Prueba una nueva ruta.

A veces correr se siente difícil porque has caído en una rutina y se ha vuelto aburrido. Busca un camino diferente o recorre nuevos caminos que sean más estimulantes visualmente. Puede que se te pase un poco más rápido si corres y ves nuevos lugares.

Calienta.

Esto parece muy sencillo, pero es sorprendente la cantidad de corredores que se saltan el calentamiento porque creen que no lo necesitan. Para que una carrera resulte más fácil, todo corredor debería empezar con un calentamiento dinámico de 5 a 15 minutos.

Hacer que la sangre bombee, aflojar los músculos y calentar el núcleo hará que los primeros kilómetros sean más fáciles para el cuerpo y también reducirá el riesgo de lesiones. Un calentamiento dinámico incluye movimientos como marchas con las rodillas en alto que estiran los músculos mientras te mueves. ¡Y no te olvides de enfriar después también!

Sé flexible.

A veces, sales con la intención de correr 6 millas y acabas sintiendo que sólo puedes hacer 4. Eso está bien. Tienes que ser flexible en las carreras y en los entrenamientos. Si te obligas a hacer kilómetros, se convierte en una tarea. Intento divertirme todo lo que puedo con ello y trato de ser flexible una vez que salgo por la puerta y empiezo a correr. Ya sea una carrera corta o larga, céntrate en el regocijo y la emoción de haberlo hecho.

Bebe café.

La cafeína puede darte un impulso de energía y hacer que tu esfuerzo percibido disminuya. Las investigaciones han demostrado que el café puede mejorar el rendimiento en el sprint y también puede mejorar la resistencia porque retrasa la aparición de la fatiga muscular y del sistema nervioso central. Bebe una taza de café entre una hora y 30 minutos antes de correr para que los efectos sean plenos en el momento en que salgas al asfalto.

Respira.

Por supuesto, respira. Cuando una carrera empieza a ser realmente dura, le gusta hacer respiraciones profundas y purificadoras, para estar más controlad. A veces, el simple hecho de controlar la respiración puede hacer que correr sea más fácil.

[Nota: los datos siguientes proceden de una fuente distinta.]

PR #526, opened 2016-05-11
layers: Fix get_descriptor_binding

chrisforbes:
Not sure where the `return` went... this worked by accidents of calling
conventions in debug, but was rightfully eaten by the optimizer in release.


lentinem:
+1. Did this build before? Using Wall and Werror should have caused build failures on all platforms - it's a bit concerning if it didn't.

chrisforbes:
@lentinem desktop build I checked with clearly doesn't have this stuff cranked up high enough.

chrisforbes:
Cherry-picked to master.

karl-lunarg:
We do have -Wall and -Wextra set and it still doesn't give a warning when the return is left out, which is bad.
Adding -Werror would only have helped if it generated a warning.
We compile (on linux/gcc) without warnings today, so I'll probably add -Werror soon.

It may be worth looking at doing some static analysis, which should help avoid this sort of thing and find other latent problems.

lentinem:
I verified with ndk-build if I delete the return at least android fails. This indicates that with the right compiler it would. I'm using clang 3.6. I'm not sure there is anything extra we can do here other than try to make sure at least one of the compilers we use for regular build tests triggers a failure.

karl-lunarg:
When we do our gerrit submissions, an android build is performed, so that would have caught it on our end.

PR #530, opened 2016-05-11
layers: Fix Android build

dustin-lunarg:
Remove unused variable that was generating a warning, treated as
error, for the Android build.


tobine:
I already pushed this fix. Thanks, Dustin.

PR #531, opened 2016-05-11
layers: Fix VkBool32 return in vk-layer-generate.py.

null77:
This regressed in f4542e618, but is only visible when defining
VK_USE_PLATFORM_WIN32_KHR, so might have been missed. Fixes a
warning in MS 2015, as well as an incorrect return value.

PTAL, a build fix.


tobine:
LGTM :+1:

tobine:

PR #532, opened 2016-05-11
layers: Fix include order in decriptor_sets.h

null77:
The vk_loader_platform header must come first, since it fixes the
Windows Winsock.h include order problem. Without this the build
produces a spew of warnings.

PTAL, another build fix.


dustin-lunarg:
We should consider adding -DWIN32_LEAN_AND_MEAN to the compiler options or #define WIN32_LEAN_AND_MEAN before any windows.h includes, so that the include order for other headers doesn't matter.

null77:
Agreed, I wasn't aware this was a solution. Using that locally for now, someone may want to make a change on the SDK-side.

PR #534, opened 2016-05-12
tests: Add invalid pNext test

dustin-lunarg:
Add test for case where a non-NULL pNext value points to a structure
that is not valid for the current struct type.

VkPipelineRasterizationStateCreateInfo::pNext is currently only
allowed to point to VkPipelineRasterizationStateRasterizationOrderAMD.
Setting pNext to a structure of any other type should generate an
error.


mark-lunarg:
LGTM

tobine:
LGTM :+1:

PR #538, opened 2016-05-12
Additional Image Parameter Validation

dustin-lunarg:
Additional parameter validation for the VkCreateImage and VkCreateImageView functions.  

This branch also includes a commit to fix the error message reported for queue index validation (performed for vkCreateImage), to report the correct parameter names and use language that is consistent with the language used in the spec's valid usage section.


layers/parameter_validation.cpp
```diff
@@ -1289,6 +1267,57 @@ static bool validate_string(debug_report_data *report_data, const char *apiName,
...
 }
 
+static bool validate_queue_family_index(layer_data *device_data, const char *function_name, const char *parameter_name,
+                                        uint32_t index) {
+    assert(device_data != nullptr);
+    debug_report_data *report_data = device_data->report_data;
+    bool skip_call = false;
+
+    if (index == VK_QUEUE_FAMILY_IGNORED) {
+        skip_call |= log_msg(report_data, VK_DEBUG_REPORT_ERROR_BIT_EXT, (VkDebugReportObjectTypeEXT)0, 0, __LINE__, 1,
```
tobine: @mark-lunarg This line brings up a couple of questions related to the Vulkan Validation Layer Authoring Guide, which I just commented on.
It's using a c-style cast and not providing an object handle, I'm fine with that in both of these cases as well as 3 similar cases below. Is that ok? If so can we amend Vulkan Validation Layer Authoring Guide to be a bit more lenient?

dustin-lunarg: I'll do a pass to clean up the casts.  I've been trying to replace the instances of '(VkDebugReportObjectTypeEXT)0' in the current code with 'VK_DEBUG_REPORT_OBJECT_TYPE_UNKNOWN_EXT'.

tobine:
LGTM :+1:

dustin-lunarg:
Pushed to master.  I have a follow on change in progress that will address the C-style casts.

Issue #1228, opened 2016-12-02
errorMonitor not correctly flagging errors on positive tests


tobine:
Noticed this in updating DynamicOffsetWithInactiveBinding for #1212 

On branch tobin_gh1212_positive_test_unexpected_errors I've pushed the updated version of that test without my fix. This causes unexpected errors in the test but even though it's ExpectSuccess() the test does not fail.

Tony-LunarG:
Fixed with 689ea76741

PR #1265, opened 2016-12-13
tests: Fix issue with validation of positive tests

Tony-LunarG:
Fix for GH #1228  m_otherMsgs were not being considered when looking for errors in positive tests


Tony-LunarG:
Committed to master

PR #1266, opened 2016-12-13
layers: Make generators Python 2.7-compatible.

null77:
ANGLE and Chromium are fixed with Python 2.7, so we need to update
the generator to something that is compatible with 2.7 and 3.2.
The unicode handling is different between the two, so:

* use io.open to allow specifying encoding with open
* use unicode literals in a few places (u'txt' instead of 'txt')

Change-Id: I1570a45e302a09bb1f99eabc84f50b2ec599944d

PTAL.. necessary for ANGLE to use the Vulkan layers at all.


mark-lunarg:
@null77, generator.py is pulled in directly from the Khronos github:Vulkan-Docs repository upon each header update so any changes for that file will need originate in Khronos gitlab:vulkan/vulkan or Khronos github:Vulkan-Docs.  We'll take a look at the changes for the other files and add them if they don't cause any issues.

null77:
Doh.. OK thanks. I guess I'll have to figure out how to contribute to the gitlab.

null77:
OK my changes have landed against the internal repo. How often do you roll in the changes into this repo?

mark-lunarg:
Looks like the changes made the 1.0.38 header update, so they should be pulled in probably tomorrow sometime.

null77:
Excellent, thank you!

mark-lunarg:
This PR is superseded by #1287.  Closing.

null77:
Mark, did the changes to the non-official builder python files make it in? Namely, the ones for parameter validation, threading, and unique objects?

mark-lunarg:
@null77, no, forgot all about them!  thanks for the reminder.  I'll pull the in as appropriate.  Sorry!

null77:
Thanks, looks like this made it in. Appreciate it.

mark-lunarg:
Pushed to Master.

PR #1271, opened 2016-12-14
layers: Fix object tracker memory leak

mikes-lunarg:
Upon repeated calls, GetDisplayPlaneSupportedDisplaysKHR will call
CreateObject multiple times with the same VkDisplayKHR handle.  Add a
check in CreateObject for an existing tracking object before allocating
a new one.

Change-Id: I50f634fbe8b7e69edbfeb4e6f0c050b7fccaa6e4


layers/object_tracker.cpp
```diff
@@ -263,17 +263,20 @@ static void CreateObject(T1 dispatchable_object, T2 object, VkDebugReportObjectT
     auto object_handle = handle_value(object);
     bool custom_allocator = pAllocator != nullptr;
 
-    log_msg(instance_data->report_data, VK_DEBUG_REPORT_INFORMATION_BIT_EXT, object_type, object_handle,
-            __LINE__, OBJTRACK_NONE, LayerName, "OBJ[0x%" PRIxLEAST64 "] : CREATE %s object 0x%" PRIxLEAST64, object_track_index++,
-            object_name[object_type], object_handle);
+    if (instance_data->object_map[object_type].find(object_handle) == instance_data->object_map[object_type].end()) {
```
tobine: could use `if (!instance_data->object_map[object_type].count()) {` instead

mikes-lunarg: I like it, easier to read and you don't have to construct an iterator

PR #1272, opened 2016-12-14
scripts: Add quiet option option to vk_helper.py.

null77:
Chromium typically does not allow build steps to output anything
during a build. This option allows for ANGLE to suppress normal
script output during execution.

PTAL.. a nice feature to have for Chromium + ANGLE integration.


null77:
Thanks!

PR #1273, opened 2016-12-14
scripts: Add quiet run option to lvl_genvk.py.

null77:
This helps integration with Chromium, similar to the changes to
vk-helper.py.

PTAL. Would also be nice as for the last script for ANGLE to use with Chromium builds.


mark-lunarg:
@null77, as with generate.py, this script comes as-is from the Github Khronos/Vulkan-Docs repo.  There is a merge step to remove their generators and add our own, but everything else gets clobbered automatically.  Fixing it upstream will take care of these issues.

null77:
Bleh.. I had checked in one Vulkan repo for this script, I guess it comes from a different repo? Oh well, I'll try to merge it upstream, thanks.

mark-lunarg:
Yeah, it's in Vulkan-Docs, but the script is called 'genvk.py' there, in the src/spec directory.  That's where our copy is sourced from.  Thanks man!

PR #1274, opened 2016-12-14
loader: Fix Clang warnings.

null77:
error: equality comparison with extraneous parentheses

error: comparison of array 'layer_prop->functions.str_gipa' equal to a null pointer is always false

PTAL.. some warnings I turned up when building the loader with Clang (on Windows).


loader/vk_loader_platform.h
```diff
@@ -234,7 +234,6 @@ loader_platform_thread_cond_broadcast(loader_platform_thread_cond *pCond) {
 #ifdef __cplusplus
 #include <iostream>
 #include <string>
-using namespace std;
```
MarkY-LunarG: Why are you removing this?  I noticed some of the layers that include this don't re-define "using namespace std;".  Are you only seeing this warning in a certain layer(s)?

mark-lunarg: @MarkY-LunarG, it is standard in LVL to avoid 'using' directives and to explicitly supply namespaces.

mikew-lunarg:
If used at all, "using namespace" should only be in .cpp files, not headers.

On Thu, Dec 15, 2016 at 11:32 AM, Mark Lobodzinski <notifications@github.com

loader/vk_loader_platform.h
null77: @MarkY-LunarG confirming what Mike and Mark said, it is a compiler warning (Clang in this case) to import namespaces in headers. I was seeing this when building layers, but @mark-lunarg asked me to move it into a loader-specific CL.

PR #1276, opened 2016-12-15
layers: Fix Clang warning.

null77:
error: using namespace directive in global context in header
error: comparison of integers of different signs: 'uint32_t' (aka 'unsigned int') and 'int'

PTAL.. some warnings I fixed as I was integrating the Clang build with ANGLE/Chromium.


layers/core_validation.cpp
```diff
@@ -11778,10 +11778,11 @@ static bool PreCallValidateCreateSwapchainKHR(layer_data *dev_data, VkSwapchainC
 
         // Validate pCreateInfo->imageExtent against
         // VkSurfaceCapabilitiesKHR::{current|min|max}ImageExtent:
-        if ((capabilities.currentExtent.width == -1) && ((pCreateInfo->imageExtent.width < capabilities.minImageExtent.width) ||
-                                                         (pCreateInfo->imageExtent.width > capabilities.maxImageExtent.width) ||
-                                                         (pCreateInfo->imageExtent.height < capabilities.minImageExtent.height) ||
-                                                         (pCreateInfo->imageExtent.height > capabilities.maxImageExtent.height))) {
+        if ((capabilities.currentExtent.width == std::numeric_limits<uint32_t>::max()) &&
```
mark-lunarg: This gives me the shivers.  Using -1 is just as bad, as the spec defines the value specifically as '0xFFFFFFFF'.  Can we use VK_WHOLE_SIZE or one of the other header defines instead?  If not, maybe make this a descriptive static const someplace and use it here and below?

loader/vk_loader_platform.h
```diff
@@ -234,7 +234,6 @@ loader_platform_thread_cond_broadcast(loader_platform_thread_cond *pCond) {
 #ifdef __cplusplus
 #include <iostream>
 #include <string>
-using namespace std;
 #endif // __cplusplus
```
mark-lunarg: Break this out into a separate 'loader' commit and change the other one to be just 'layers'.

null77: Done.. I put this in #1274.

null77:
Please take another look.

mark-lunarg:
Pushed to Master.

null77:
Thanks!

PR #1279, opened 2016-12-15
Remove redundant image layer checks, remove enum/struct_validator_helpers

mark-lunarg:
struct_validate_helper was unused, enum_validate_helper was only used for redundant checks that have been removed/replaced.  Part of switching vk-helper stuff over to being vk.xml-based.


mark-lunarg:
@tobine, any issues on the farm that need to be taken care of?

PR #1284, opened 2016-12-19
scripts:Update unique error enums as of 12/19/16

tobine:
Six updates and some new valid usages.

Cmd to do the update was:

python spec.py -update -remap 127-132:128-141:1465-1263:2168-1646,2:2373-1965


tobine:
@mark-lunarg good idea, opened up #1285 to track this.

tobine:

PR #1295, opened 2016-12-21
Add missing <string> dependency

mikejurka:


mark-lunarg:
Pushed to Master, thanks!

mikejurka:
Thanks. FYI I just signed the CLA, but just for some reason the CLAssistant is not updating the field above.

PR #1296, opened 2016-12-21
Use Python instead of greadlink to get full path on macOS

mikejurka:
Python is built-in on Macs; this avoids an unnecessary dependency on greadlink


tobine:
LGTM :+1:
Please sign CLA

mikejurka:
CLA signed, thanks!

Issue #1282, opened 2016-12-17
Layers: performance warning about unused vertex buffers, but no way to unbind them?


cdwfs:
Context: I have a VkRenderPass with two subpasses; the first renders some geometry, and the second does some simple post-processing. There's only one VkPipeline used in the second pass, and it has no vertex attribute bindings defined; the only draw call is a full-screen triangle which generates its VS output procedurally.

Today, I enabled PERFORMANCE_WARNING messages in the validation layers, and started receiving the following warning inside the second subpass's vkCmdDraw():
`PERFORMANCE WARNING: [DS] Code 24 : Vertex buffers are bound to command buffer (
0x5b00700) but no vertex buffers are attached to this Pipeline State Object (0x3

Piensa en lo genial que es que puedas hacer esto.

Piensa en las personas menos afortunadas que tú que no son capaces de hacer físicamente lo que tú puedes hacer. Un entrenador que conozco termina cada clase diciendo: Tómate un momento para dar las gracias y agradecer la capacidad de mover tu cuerpo como lo has hecho hoy, porque es un regalo. Yo pienso en eso cuando estoy corriendo, y siempre me da un poco más de ánimo.

Baja el ritmo

Si sales a toda velocidad, va a ser muy difícil mantenerla. Reducir la velocidad y ajustar el ritmo a medida que avanzas es parte del arte de correr: tienes que aprender a escuchar a tu cuerpo. No hay nada de malo en reducir la velocidad cuando lo necesites y correr a un ritmo que te resulte cómodo. Con el tiempo, tu ritmo cómodo será más rápido.

Controla las rozaduras.

No hay nada peor que correr con ropa incómoda. Las temidas rozaduras pueden producirse por tener la ropa suelta en una zona determinada. Cuando estamos incómodos, hacemos ajustes para evitar esa sensación de dolor. Esto es una compensación, y puede dar lugar a que corras de forma diferente, con mala forma». Deshazte de la ropa que roza o aprieta demasiado. También puedes llevar un stick antirozaduras o un pequeño tubo de Aquaphor.